◆ Excerpted data ◆
PR #2296, opened 2026-07-30
feat: implement `SORT_BY_NAME` and `SORT_BY_ALIGNMENT`

vishruth-thimmaiah:
`SORT_BY_NAME` is an alias of `SORT`, and sorts by section names.
`SORT_BY_ALIGNMENT` sorts sections in decreasing order of alignment. Since wild already does this by default, it is ignored.

### DIFF
--- a/LINKER_SCRIPT_SUPPORT.md
+++ b/LINKER_SCRIPT_SUPPORT.md
@@ -53,7 +53,9 @@ end lists the features required to link the Linux kernel.
 | `=fillexp` | ✅ | |
 | `AT(addr)` load-address specifier on output sections | ✅ | |
 | Numeric address between section name and `:` (e.g. `name 0 : { ... }`) | 🧪 | Only numeric literals are currently supported |
-| `SORT_BY_NAME(...)`, `SORT_BY_ALIGNMENT(...)`, `SORT_BY_INIT_PRIORITY(...)` | 📅 | |
+| `SORT(...)`, `SORT_BY_NAME(...)` | ✅ | |
+| `SORT_BY_ALIGNMENT(...)` | ✅ | Parsed and ignored, as sections are sorted by alignment by default |
+| `SORT_BY_INIT_PRIORITY(...)` | 📅 | |
 | `EXCLUDE_FILE(...)` inside input section matchers | 📅 | |
 | `BYTE(expr)`, `SHORT(expr)`, `LONG(expr)`, `QUAD(expr)` output data | ❌ | |
 | `SUBALIGN(n)` forced input alignment | ❌ | |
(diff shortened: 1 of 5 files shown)


LINKER_SCRIPT_SUPPORT.md
```diff
@@ -119,7 +121,8 @@ see at a glance what remains before Wild can link the kernel.
 | `=fillexp` | ✅ | |
 | `AT(addr)` load-address specifier on output sections | ✅ | |
 | `>region` and `AT>region` memory region placement | 📅 | |
-| `SORT_BY_NAME(...)`, `SORT_BY_ALIGNMENT(...)`, `SORT_BY_INIT_PRIORITY(...)` | 📅 | |
```
davidlattimore, line 122: I assume you investigated and found that `SORT_BY_INIT_PRIORITY` isn't used by the kernel?

davidlattimore (commented):
How do these sort directives interact with the flag `--sort-section`? Should we add a test? If it doesn't work, I'm open to deferring fixing it until later if you like.

libwild/src/linker_script.rs
```diff
@@ -1315,32 +1276,29 @@ fn parse_matcher_pattern<'input>(input: &mut &'input BStr) -> winnow::Result<Mat
 }
 
 fn parse_pattern<'input>(input: &mut &'input BStr) -> winnow::Result<SectionPattern<'input>> {
```
davidlattimore: Can sort directives be nested? It seems like it would be an obscure thing to do, so I'm fine with (a) assuming that won't happen (b) parse it and give an error saying that it's not supported or (c) if it's not too much work (seems unlikely), then actually supporting it.

vishruth-thimmaiah: Yes, two sorting commands can be defined, specifying a primary sort and secondary sort, i.e. `SORT_BY_ALIGNMENT(SORT_BY_NAME(...))` will sort the input sections by alignment first, then by name if two sections have the same alignment. For now I am just parsing and returning an error.

LINKER_SCRIPT_SUPPORT.md
vishruth-thimmaiah: Yes, only sorting by name and alignment are used by the kernel.

vishruth-thimmaiah:
If only a single sort command is defined in the linker script, the `--sort-sections` flag acts as the secondary sort, i.e. `SORT_BY_NAME(...)` with `--sort-sections=alignment` becomes `SORT_BY_NAME(SORT_BY_ALIGNMENT(...))`. I suppose we would first have to support two sorting commands for a section to implement support for `--sort-sections`.

davidlattimore (approved):

PR #2297, opened 2026-07-30
refactor:  Split ELF relocation GC into classify, materialize, and edges

lapla-cogito:
Split the existing ELF GC relocation path into smaller steps so other formats (especially Wasm) can reuse the edge-discovery half without taking on ELF materialize (GOT/PLT/sizes) or the section work queue.

### DIFF
--- a/libwild/src/elf.rs
+++ b/libwild/src/elf.rs
@@ -5614,175 +5614,270 @@ fn process_relocation<'data, 'scope, A: Arch<Platform = Elf>, R: Relocation<Plat
     scope: &Scope<'scope>,
     relr_writer: &mut RelrEncoder,
 ) -> Result<RelocationModifier> {
+    let Some(local_sym_index) = rel.symbol() else {
+        return Ok(RelocationModifier::Normal);
+    };
+
+    let mut classified =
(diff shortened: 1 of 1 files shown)


davidlattimore:
I haven't looked in detail at the changes yet, but I did run some benchmarks. I'm seeing about a 2.5% slowdown when linking wild for ELF. If I drill in on the "Find required sections" phase, I see about a 16% increase in wall time, 51% increase in cycles and more than 70% increase for instructions, cache misses and branch misses.

lapla-cogito:
> I haven't looked in detail at the changes yet, but I did run some benchmarks. I'm seeing about a 2.5% slowdown when linking wild for ELF. If I drill in on the "Find required sections" phase, I see about a 16% increase in wall time, 51% increase in cycles and more than 70% increase for instructions, cache misses and branch misses.

My initial measurements didn't show such a significant impact (though a bit regression). Anyway I decided to reconsider the abstraction approach and limit this PR to simply breaking down the existing ELF GC behavior.

davidlattimore (approved):
Thanks. I reran a benchmark and no longer see a performance loss.

PR #216, opened 2020-08-13
script: add miniscript-compatible 2of2 CSV scriptpubkey support

jgriffiths:
This script is 3 bytes shorter for the common (non-recovery) case.


src/swig_python/python_extra.py_in
```diff
@@ -102,9 +102,13 @@ def _script_push_from_bytes_len_fn(data, flags):
             break
     return push_len + opcode_len
 script_push_from_bytes = _wrap_bin(script_push_from_bytes, _script_push_from_bytes_len_fn, resize=True)
-def _spkcsv2of2_1_len_fn(sigs, csv_blocks, flags):
+def _spkcsv2of2_1_opt_len_fn(sigs, csv_blocks, flags):
```
LeoComandini, line 105: nit: s/sigs/pubkeys/ (also below)

however here it does not really matter so to me it's fine to leave it as it is

src/test/test_script.py
```diff
@@ -200,8 +200,9 @@ def test_scriptpubkey_csv_2of2_then_1_from_bytes(self):
             (MPK_2, MPK_2_LEN, 1, 0, None, out_len), # Null output
         ]
         for args in invalid_args:
-            ret = wally_scriptpubkey_csv_2of2_then_1_from_bytes(*args)
-            self.assertEqual(ret, (WALLY_EINVAL, 0))
+            for fn in [wally_scriptpubkey_csv_2of2_then_1_from_bytes,
+                       wally_scriptpubkey_csv_2of2_then_1_from_bytes_opt]:
+                self.assertEqual(fn(*args), (WALLY_EINVAL, 0))
 
         # Valid cases
```
LeoComandini, line 207: Should we add also a valid test case? It may not be worth it though, it does not add much value.

src/script.c
```diff
@@ -712,6 +712,53 @@ int wally_scriptpubkey_csv_2of2_then_1_from_bytes(
...
+    memcpy(bytes_out, bytes + EC_PUBLIC_KEY_LEN, EC_PUBLIC_KEY_LEN);
+    bytes_out += EC_PUBLIC_KEY_LEN;
+    *bytes_out++ = OP_CHECKSIGVERIFY;
+    *bytes_out++ = EC_PUBLIC_KEY_LEN;
+    memcpy(bytes_out, bytes, EC_PUBLIC_KEY_LEN);
+    bytes_out += EC_PUBLIC_KEY_LEN;
+    *bytes_out++ = OP_CHECKSIG;
+    *bytes_out++ = OP_IFDUP;
+    *bytes_out++ = OP_NOTIF;
+    *bytes_out++ = csv_len & 0xff;
```
LeoComandini, line 753: If csv blocks is in the interval 1-16, Core rejects the recovery path.

With `testmempoolaccept` I obtained:

    "reject-reason": "non-mandatory-script-verify-flag (Data push larger than necessary)"

This error did not happen if I was spending with the other path.

My guess is that for N in 1-16, we should replace `<1> <n>` with `OP_N`, so for instance:

    >>> wally.scriptpubkey_csv_2of2_then_1_from_bytes_opt(b'\x00'*66, 7, 0).hex()
    '21000000000000000000000000000000000000000000000000000000000000000000ad21000000000000000000000000000000000000000000000000000000000000000000ac73640107b268'
    
should be

    '21000000000000000000000000000000000000000000000000000000000000000000ad21000000000000000000000000000000000000000000000000000000000000000000ac736457b268'

This affects `wally_scriptpubkey_csv_2of2_then_1_from_bytes` and `wally_scriptpubkey_csv_2of3_then_2_from_bytes` too.
Should we fix them so that they produce a script accepted by the mempool too? That may break existing wallets that may not be able to reconstruct past scripts. OTOH, using less than 16 csv blocks seems quite odd and definitely not realistic for meaningful settings, so it may be ok to change it now. Another option is to fail in both cases if csv blocks is 16 or below, which to me is acceptable.

src/swig_python/python_extra.py_in
jgriffiths: This was wrong in a couple of places so I updated them all, thanks!

src/test/test_script.py
jgriffiths: Yes, I will add valid cases once we decide if we will expose this variant.

src/script.c
jgriffiths: Good catch! I think we should fail in this case, its almost certainly going to be an error for a user to set a recovery time this low.

LeoComandini:
ACK 448255e7010e67842814d27f3c756dd6c0265b2f, code review, tested `wally_scriptpubkey_csv_2of2_then_1_from_bytes_opt` in a local regtest spending with both paths.

jgriffiths:
Merged with test, closing.

PR #217, opened 2020-08-13
[wip] Implement redesigned PSET

achow101:
PSET is being redesigned in order to actually do everything that elements transactions can do while also preserving privacy.

See https://github.com/ElementsProject/elements/pull/900 for more details about this, including a specification for the new PSET.

### DIFF
--- a/src/psbt.c
+++ b/src/psbt.c
@@ -48,23 +48,27 @@
 #define PSBT_OUT_BIP32_DERIVATION 0x02
 
 #ifdef BUILD_ELEMENTS
-#define PSET_IN_VALUE 0x00
-#define PSET_IN_VALUE_BLINDER 0x01
-#define PSET_IN_ASSET 0x02
-#define PSET_IN_ASSET_BLINDER 0x03
-#define PSET_IN_PEG_IN_TX 0x04
-#define PSET_IN_TXOUT_PROOF 0x05
-#define PSET_IN_GENESIS_HASH 0x06
-#define PSET_IN_CLAIM_SCRIPT 0x07
+#define PSET_GLOBAL_SCALRA 0x00
 
-#define PSET_OUT_VALUE_COMMITMENT 0x00
-#define PSET_OUT_VALUE_BLINDER 0x01
-#define PSET_OUT_ASSET_COMMITMENT 0x02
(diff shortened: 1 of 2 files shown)


jgriffiths:
@niftynei Heads up that the elements interface will be changing per the linked PR.

Hi @achow101, for the presence/absence of fields in inputs and outputs I am leaning towards using a bitset and removing the hacks to malloc(1) buffers leaving their length 0. Can you comment as to how likely the Elements interface is to change at this time?

achow101:
> Can you comment as to how likely the Elements interface is to change at this time?

I'm not sure how it will change at this time, there still some work being done on the design of the Blinder role.

jgriffiths:
> I'm not sure how it will change at this time, there still some work being done on the design of the Blinder role.

OK, I imagine we want the updated Elements support in the next release, since we can then get all the PSBT interface changes done within one release.

src/psbt.c
```diff
@@ -48,23 +48,27 @@
 #define PSBT_OUT_BIP32_DERIVATION 0x02
 
 #ifdef BUILD_ELEMENTS
-#define PSET_IN_VALUE 0x00
-#define PSET_IN_VALUE_BLINDER 0x01
-#define PSET_IN_ASSET 0x02
-#define PSET_IN_ASSET_BLINDER 0x03
+#define PSET_GLOBAL_SCALRA 0x00
```
niftynei, line 51:
```suggestion
#define PSET_GLOBAL_SCALAR 0x00
```
extremely drive by nit lol

jgriffiths:
@achow I have started implementing these changes locally including tests, swig/C++ wrappers and code de-duplication.

I'm looking at the malloc hack in src/psbt.c now and while I can see it lets you differentiate between "field not present" and "field present but null", I'm wondering under what circumstances this is actually required/legal? The test cases you added in commit b5cde6e16a000a345dd7ffd8977872f8e0e33e4e all fail to parse using cores decodepsbt rpc command due to duplicate keys. Is there any reason I shouldn't rip this code out?

jgriffiths:
Closing this in favour of https://github.com/ElementsProject/libwally-core/pull/218 which implements the PSET BIP as currently specified. Please update there when the spec changes/is finalised.

PR #218, opened 2020-08-17
Elements psbt updates

jgriffiths:
Updates the Elements PSBT support to match the latest changes as per ElementsProject/elements#900.

Since that spec is not finalised - yet more changes may be required.


jgriffiths:
Superseded with now merged PSBT/PSETv2 support, closing.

◆ What the task requires ◆
How many lines in the records above contain the word "directives"? State that number and nothing more.

◆ Solution for this problem ◆
2